車内を見て回っているうちに、他のお客さんも乗ってきたので、指定された席で発車を待つことにします。
【軽井沢リゾート号 乗車記3】雪をかぶった浅間山を眺めながら上田へ
9時32分、「軽井沢リゾート1号」は、定刻どおりに軽井沢駅を発車しました。乗客は、1号車、2号車ともに10人弱といったところ。かなり空いています。
軽井沢を出て、すぐに中軽井沢に停車。中軽井沢を出ると……
車窓に浅間山が見えてきます。しなの鉄道の一番の絶景ポイントが、この浅間山を間近に望める信濃追分~御代田あたりです。
上のほうはかなり雲がかかってしまっていますが、雪をかぶった浅間山を大きく見ることができます。
短いですが、動画でもどうぞ。
日本でも有数の活火山である浅間山を、一番近くから見られる鉄道がしなの鉄道でしょう。
浅間山を眺めていると、9時45分、御代田に到着。
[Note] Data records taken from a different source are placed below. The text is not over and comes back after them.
PR #360, opened 2025-02-22
Adding TPU support via libtpuinfo

rdyro:
Adding TPU support through an unofficial [libtpuinfo](https://github.com/rdyro/libtpuinfo) built by rewriting [tpu-info](https://pypi.org/project/tpu-info/) in golang (to compile it into a dynamic library).

I added a cmake rule to detect the presence of the necessary [libtpuinfo.so](https://github.com/rdyro/libtpuinfo/releases) library and enable the TPU support. Otherwise, it's possible to build with -DTPU_SUPPORT=ON following the convention.

### DIFF
--- a/src/extract_gpuinfo_tpu.c
+++ b/src/extract_gpuinfo_tpu.c
@@ -1,0 +1,301 @@
+/*
+ *
+ * Copyright (C) 2025 Robert Dyro <robert.dyro@gmail.com>
+ *
+ * This file is part of Nvtop
+ *
+ * Nvtop is free software: you can redistribute it and/or modify
+ * it under the terms of the GNU General Public License as published by
+ * the Free Software Foundation, either version 3 of the License, or
+ * (at your option) any later version.
+ *
+ * Nvtop is distributed in the hope that it will be useful,
+ * but WITHOUT ANY WARRANTY; without even the implied warranty of
+ * MERCHANTABILITY or FITNESS FOR A PARTICULAR PURPOSE.  See the
+ * GNU General Public License for more details.
+ *
+ * You should have received a copy of the GNU General Public License
+ * along with nvtop.  If not, see <http://www.gnu.org/licenses/>.
+ *
+ */
+
+#include "nvtop/extract_gpuinfo_common.h"
+#include "nvtop/time.h"
+
+#include <fcntl.h>
+#include <stdlib.h>
+#include <stdio.h>
+#include <string.h>
+#include <unistd.h>
+#include <math.h>
+#include <dlfcn.h>
+#include <sys/time.h>
+
+struct gpu_info_tpu {
+  struct gpu_info base;
+  int device_id;
+};
+
+struct tpu_chip_usage_data {
+  char name[8];
+  int64_t device_id;
+  int64_t memory_usage;
+  int64_t total_memory;
+  double duty_cycle_pct;
+  int64_t pid;
+};
+
+static bool gpuinfo_tpu_init(void);
+static void gpuinfo_tpu_shutdown(void);
+static const char *gpuinfo_tpu_last_error_string(void);
+static bool gpuinfo_tpu_get_device_handles(struct list_head *devices, unsigned *count);
+static void gpuinfo_tpu_populate_static_info(struct gpu_info *_gpu_info);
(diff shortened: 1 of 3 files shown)


rdyro:
@Syllo Could you take a look when you get a chance?

src/extract_gpuinfo_tpu.c
```diff
@@ -0,0 +1,290 @@
+/*
+ *
+ * Copyright (C) 2022 Maxime Schmitt <maxime.schmitt91@gmail.com>
```
Syllo, line 3: I'm flattered but you can put your own copyright 😉

src/extract_gpuinfo_tpu.c
```diff
@@ -0,0 +1,290 @@
...
+bool gpuinfo_tpu_init(void) {
+  char* error_msg;
+  char symbol_name[64];
+  char library_path[256];
+  nvtop_get_current_time(&last_cache_refresh);
+  // invalidate cache by putting it in the past
+  last_cache_refresh = nvtop_substract_time(last_cache_refresh, (nvtop_time){10, 0}); 
+
+  // Load dynamic library symbols
+  snprintf(library_path, sizeof(library_path), "%s", libname);
```
Syllo, line 157: Why not use libbame directly in dlopen?

src/extract_gpuinfo_tpu.c
```diff
@@ -0,0 +1,290 @@
...
+  void *handle = dlopen(library_path, RTLD_LAZY);
+  if (!handle) {
+      error_msg = dlerror();
+      if (error_msg != NULL) fprintf(stderr, "TPU support error: %s\n", error_msg);
+      return false;
+  }
+  snprintf(symbol_name, sizeof(symbol_name), "%s", "tpu_chip_count");
```
Syllo, line 164: Same here, you may have left all the redundant snprintf

src/extract_gpuinfo_tpu.c
```diff
@@ -0,0 +1,290 @@
...
+  if (error_msg != NULL) goto dlsymb_cleanup;
+  snprintf(symbol_name, sizeof(symbol_name), "%s", "tpu_metrics");
+  _tpu_metrics = dlsym(handle, "tpu_metrics");
+  error_msg = dlerror();
+  if (error_msg != NULL) goto dlsymb_cleanup;
+
+  // Discover TPU devices
+  tpu_chip_count = _tpu_chip_count();
+  if (tpu_chip_count == 0) {
+    fprintf(stderr, "Found 0 TPU devices on the system.\n");
```
Syllo, line 180: The printfs usually do not coexist well with the ncurses interface, better to remove them or put them behind a debug flag

src/extract_gpuinfo_tpu.c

家族連れ3名が1号車に乗車してきました。
住宅が増えて、市街地に入ってくると、9時53分、小諸駅に到着です。小海線との乗換駅です。市街地の向こうには浅間山も見えていますね。
小諸駅で、小海線からのアクセスとして「軽井沢リゾート号」を使うのもよさそうですね。
小海線については、以下の記事でまとめていますので、ぜひご覧ください。
小諸から先は、千曲川沿いに進んでいきます。途中、田中駅に停車すると、まもなく上田駅です。
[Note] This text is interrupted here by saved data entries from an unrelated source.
PR #117, opened 2022-01-10
Dynamic & static Katz centrality implementation

jmatak:
### Description

Implementation of Katz centrality algorithm which calculates the centrality corresponding to the numbers of paths flowing through the node, and their importance based on the walk length. Both static and dynamic algorithms are approximations but have the property that saves the centrality rankings in the final result. The algorithm is based on: [**Scalable Katz Ranking Computation in Large Static and Dynamic Graphs**](https://arxiv.org/pdf/1807.03847.pdf).

### Pull request type

- [x] Algorithm/Module

#### Module/Algorithm
- [x] Unit tests
- [x] End-to-end tests
- [x] Code documentation


cpp/katz_centrality_module/algorithm/katz.cpp
```diff
@@ -0,0 +1,405 @@
...
+
+  return KatzCentralityLoop(katz_alg::context.active_nodes, graph, katz_alg::alpha, katz_alg::k, katz_alg::epsilon,
+                            gamma);
+}
+
+std::vector<std::pair<std::uint64_t, double>> UpdateKatz(
+    const mg_graph::GraphView<> &graph, const std::vector<std::uint64_t> &new_vertices,
+    const std::vector<std::pair<std::uint64_t, uint64_t>> &new_edges, const std::vector<std::uint64_t> &new_edge_ids,
+    const std::vector<std::uint64_t> &deleted_vertices,
+    const std::vector<std::pair<std::uint64_t, uint64_t>> &deleted_edges) {
```
antepusic, line 317: According to the paper, after a dynamic update one needs to check for convergence and if the algorithm doesn't converge anymore, run iterations of the static algorithm until it does. This step appears to be missing, did you find an alternative?

cpp/katz_centrality_module/algorithm/katz.hpp
```diff
@@ -0,0 +1,131 @@
...
+///
+///@param active_nodes Active nodes - list of nodes in convergence process
+///@param graph Graph for convergence calculation
+///@param alpha Attenuation factor
+///@param k Parameter for keeping the first k node centralities sorted
+///@param epsilon Tolerance factor
+///@param gamma Convergence factor
+///@return std::vector<std::pair<std::uint64_t, double>>
+///
+std::vector<std::pair<std::uint64_t, double>> KatzCentralityLoop(std::set<std::uint64_t> &active_nodes,
```
antepusic, line 45: In the rest of your code, the `alpha`, `k` and `epsilon` parameters of `KatzCentralityLoop` are always `katz_alg::alpha` and so on. With this in mind, is it possible to remove these parameters from the signature as `katz_alg::alpha` etc. are visible from inside the function?

cpp/katz_centrality_module/algorithm/katz.cpp
```diff
@@ -0,0 +1,405 @@
...
+  }
+}
+
+std::vector<std::pair<std::uint64_t, double>> WrapResults() {
+  return std::vector<std::pair<std::uint64_t, double>>(
+      katz_alg::context.centralities[katz_alg::context.iteration].begin(),
+      katz_alg::context.centralities[katz_alg::context.iteration].end());
+}
+
+bool IsIncosistent(const mg_graph::GraphView<> &graph) {
```
antepusic, line 263:
```suggestion
bool IsInconsistent(const mg_graph::GraphView<> &graph) {
```

cpp/katz_centrality_module/algorithm/katz.cpp
```diff
@@ -0,0 +1,405 @@
...
+  // Create context and calculate values if not initialized
+  if (!katz_alg::context.IsInitialized()) {
+    return SetKatz(graph);
+  }
+
+  if (IsIncosistent(graph)) {
+    throw std::runtime_error(
+        "Graph has been modified, therefore is incosistent with cached results, please update the Katz centrality by "
+        "calling set/reset!");
+  }
```
antepusic, line 285:
```suggestion
  if (IsInconsistent(graph)) {
    throw std::runtime_error(
        "Graph has been modified and is thus inconsistent with cached Katz centrality scores; to update them, "
        "please call set/reset!");
  }
```

e2e/katz_online_test/test_online_call_get_and_set/input.cyp
```diff
@@ -0,0 +1,38 @@
+setup: |-
+    CREATE TRIGGER katz_online BEFORE COMMIT EXECUTE CALL katz_centrality_online.update(createdVertices, createdEdges, deletedVertices, deletedEdges) YIELD node, rank SET node.katz = rank;
```
antepusic, line 2: This test only appears to call `.update`; consider adding a different test where KC values aren't saved as node attributes, but retrieved by `.set` and `.get`.

cpp/katz_centrality_module/katz_centrality_online_module.cpp
```diff
@@ -0,0 +1,185 @@
...
+// Each module needs to define mgp_init_module function.
+// Here you can register multiple procedures your module supports.
+extern "C" int mgp_init_module(mgp_module *module, mgp_memory *memory) {
+  try {
+    // Dynamic Katz centrality
+    {
+      auto default_alpha = mgp::value_make_double(0.2, memory);
+      auto default_epsilon = mgp::value_make_double(1e-2, memory);
+
+      auto *proc = mgp::module_add_read_procedure(module, kProcedureSet, GetKatzCentrality);
```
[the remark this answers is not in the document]
antepusic: The current state of this code means that `.set` calls `GetKatzCentrality` instead of `SetKatzCentrality`. Consequently, any non-default `alpha` and `epsilon` values are ignored; also consider adding a test with all parameters custom-set.

antepusic (changes requested):
Code looks solid! :+1:

Quick comment - are the separate empty files in `/algorithm_online` necessary? The algorithm as implemented has both offline and online functionality.

cpp/mg_utility/mg_utils.hpp
```diff
@@ -319,4 +322,40 @@ std::vector<std::pair<std::uint64_t, std::uint64_t>> GetEdgeEndpointIDs(mgp_list
...
+}
+
+std::vector<std::uint64_t> GetVerticesFromList(mgp_list *list) {
+  auto size = mgp::list_size(list);
+  auto vertices = std::vector<std::uint64_t>(size);
+  for (std::size_t i = 0; i < size; i++) {
+    vertices[i] = mgp::vertex_get_id(mgp::value_get_vertex(mgp::list_at(list, i))).as_int;
+  }
+  return vertices;
+}
```
antepusic, line 360: I've implemented the `GetNodeIDs` and `GetEdgeEndpointIDs` utilities before; these may be redundant.

cpp/katz_centrality_module/algorithm/katz.cpp
```diff
@@ -0,0 +1,405 @@
...
+                 const std::vector<std::pair<std::uint64_t, uint64_t>> &new_edges,
+                 const std::vector<std::pair<std::uint64_t, uint64_t>> &deleted_edges,
+                 const std::set<std::uint64_t> &new_edge_ids, const mg_graph::GraphView<> &graph) {
+  auto i = context_new.iteration;
+
+  // Create a queue of nodes for update
+  std::queue<std::uint64_t> queue;
+  for (auto v : updated_nodes) {
+    queue.push(v);
+  }
```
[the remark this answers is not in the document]
jmatak: Wouldn't this try to construct the `queue` with 2 values, one from the `updated_nodes` start, and the other with `updated_nodes` end?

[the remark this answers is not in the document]
jmatak: Reference: https://stackoverflow.com/questions/8168127/how-can-i-copy-an-entire-vector-into-a-queue

cpp/katz_centrality_module/algorithm/katz.cpp
jmatak: Static algorithm convergence is done in the method called `KatzCentralityLoop`

jmatak: It's applied after initial handling of dynamic case.

cpp/katz_centrality_module/algorithm/katz.hpp
jmatak: I tried to hide them in the private methods of this module. We can discuss what is the best way to do it, but it certainly is a valuable proposal :+1:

10時09分、上田駅に到着。クロスシートが快適すぎて名残惜しかったのですが、今回はここで下車しました。私以外にも数名が下車。さすがに新幹線停車駅の大きな町です。
長野~軽井沢の観光・おでかけ、乗り鉄にもおすすめ!
ということで、わずか40分足らずの短い時間でしたが、しなの鉄道の中でも浅間山の車窓が美しい区間を、「軽井沢リゾート号」のクロスシートで旅をすることができました。
「軽井沢リゾート号」という列車名のとおり、軽井沢への観光はもちろんのこと、しなの鉄道沿線から長野や上田へのおでかけにも最適な列車です。全車座席指定で立ち客がいないため、車内はかなり落ち着いた雰囲気です。
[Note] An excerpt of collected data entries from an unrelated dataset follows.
PR #118, opened 2022-01-19
Add example how to fix iostream/cout/cerr/stringstream locale issue

gitbuda:


gitbuda:
All locales should work out of the box. Worst case we implement library functions (inside `mg_procedures.h` and `mg_utils.hpp`).

gitbuda:
Yep, thanks for the notification!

そして、青春18きっぷなどを活用した乗り鉄の旅にもおすすめです。しなの鉄道はJRの路線ではないため、青春18きっぷでは乗車できず、別途、乗車券を購入する必要があります。どうせ運賃を支払うなら、500円をプラスして、クロスシートでちょっと贅沢な旅をしてみてもよいでしょう。
以上、『【しなの鉄道「軽井沢リゾート号」乗車記】SR1系で運転される有料快速列車、クロスシートから眺める浅間山は圧巻!』でした。一大観光地、軽井沢へのアクセス列車として、今後の活躍を期待したいですね。